The analysts said government could start by ensuring the availability of forex before introducing the system which they said could lead to more chaos on the hard currency market.
“The auction system hinges directly on the availability of the forex. We can’t auction a product that is not available,” observed Tapiwa Mashakada, MDC Finance spokesman. “The system will not create more forex on the market. It will not create new supply. We need more exports before coming up with further strategies to mop up the insufficient forex.”
Mashakada said the government should create an enabling environment to lure foreign investment and repair relations with multilateral organisations to secure balance of payments support.
“The system has worked well in Zambia because they have the forex and there is an inflow of aid that is pouring into that country. In Zimbabwe it is likely to flop because there is nothing to auction,” said Mashakada.
Economic commentator Eric Bloch said the auctions would push up inflation caused by the soaring prices of foreign currency on the market.
“The paucity of foreign exchange, coupled with ever-increasing impacts of rising inflation will result in soaring prices in the foreign currency auctions with consequential further inflation,” said Bloch.
According to Bloch the government would in turn shift blame to “enemies of the state” when the auction system fails to boost forex reserves and availability on the market.
“When that occurs, government is certain to claim that the rise in prices is not indicative of a lowering value of the Zimbabwean currency, but is due to manipulation of the auctions by unspecified enemies of government, who will be accused of using the auctions to embarrass the government,” Bloch said.
“There will be no explanation how auctions regulated and managed by the Reserve Bank can be so manipulated.”
The newly-appointed central bank governor Gideon Gono envisaged the auction system to solve the forex shortage that has hit the country since the economic downturn intensified three years ago.

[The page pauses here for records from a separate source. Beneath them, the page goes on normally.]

PR #172, opened 2022-04-19
Release 0.14.2

frankenjoe:
image

### DIFF
--- a/CHANGELOG.rst
+++ b/CHANGELOG.rst
@@ -7,10 +7,14 @@ The format is based on `Keep a Changelog`_,
 and this project adheres to `Semantic Versioning`_.
 
 
-Version 0.14.2 (2022-04-19)
+Version 0.14.2 (2022-04-29)
 ---------------------------
 
-* Added: support ``pandas>=1.4.0``
+* Added: ``audformat.utils.index_has_overlap()``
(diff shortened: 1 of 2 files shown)


hagenw:
You forgot that we also had https://github.com/audeering/audformat/pull/164. And I guess there is also work to be done in https://github.com/audeering/audformat/pull/162, or is everything integrated now that @Bahaabrougui needs for `audbenchmark`?

frankenjoe:
Oh yes we should add #164 of course. But don't you think it's important we get a version out that supports latest pandas right away?

hagenw:
We are missing support for `pandas` 1.4.0 now since some time, so I think we can also wait a few more days.

frankenjoe:
Ok, I'll put WIP.

Bahaabrougui:
> You forgot that we also had #164. And I guess there is also work to be done in #162, or is everything integrated now that @Bahaabrougui needs for `audbenchmark`?

#162 is no longer WIP and can be merged too

frankenjoe:
@Bahaabrougui any other function you wanted to integrate or are we good to go?

Bahaabrougui:
> @Bahaabrougui any other function you wanted to integrate or are we good to go?

Nope, all good

PR #175, opened 2022-05-02
Improve speed of drop_files() on segmented index

### LINKED ISSUE #174: audformat.Table.drop_files() might result in a warning
I used `audformat.Table.drop_files(files, inplace=True)` on a segmented table, where `files` is a list of files and got the following warning:

```
.../python3.8/site-packages/audformat/core/table.py:374: PerformanceWarning: dropping on a non-lexsorted multi-index without a level parameter may impact performance.
  self.df.drop(index, inplace=True)
```

hagenw:
Closes #174 

This checks if we have a filewise or segmented index and sets the `level` argument accordingly when calling `self.df.drop()` inside `audformat.Table.drop_files()`.

### DIFF
--- a/audformat/core/table.py
+++ b/audformat/core/table.py
@@ -371,7 +371,11 @@ class Table(HeaderBase):
         else:
             index = self.files.intersection(files)
             index.name = define.IndexField.FILE
-            self.df.drop(index, inplace=True)
+            if self.is_segmented:
+                level = 'file'
+            else:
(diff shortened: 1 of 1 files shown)


frankenjoe:
Cool, did you also try to measure if it actually improves speed?

frankenjoe:
Hehe, ok, let's assume it's at least not slower :)

PR #177, opened 2022-05-06
WIP: Allow audformat.Column.set() to set duplicated index

hagenw:
This provides the possibility that `audformat.Column.set(values)` will not result in an error when the underlying index of the table has duplicated entries. This will only work if a user does not provide the `index` argument.


frankenjoe:
> This will only work if a user does not provide the `index` argument.

If we officially support duplicates, I think our target should be to support it everywhere.

hagenw:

Analysts however say Gono’s strategy could lead to a repeat of the 2003 budget.
In a desperate bid to curb the parallel market, Finance minister Herbert Murerwa closed all bureaux de change after accusing them of plundering the economy through shady deals on the forex market. The move instead led to a flourishing black market. Analysts said the auction system could further push the forex black market rate.
“There is a danger that in trying to kill the parallel market we will end up feeding it through the auctions,” said an analyst with a local asset management firm. “The Zimbabwe situation is different from the Zambian and Netherlands cases. Zambia and Netherlands auction their forex because it’s readily available. Zimbabwe has no forex. How can we auction a product whose availability is next to nil,” said the analyst.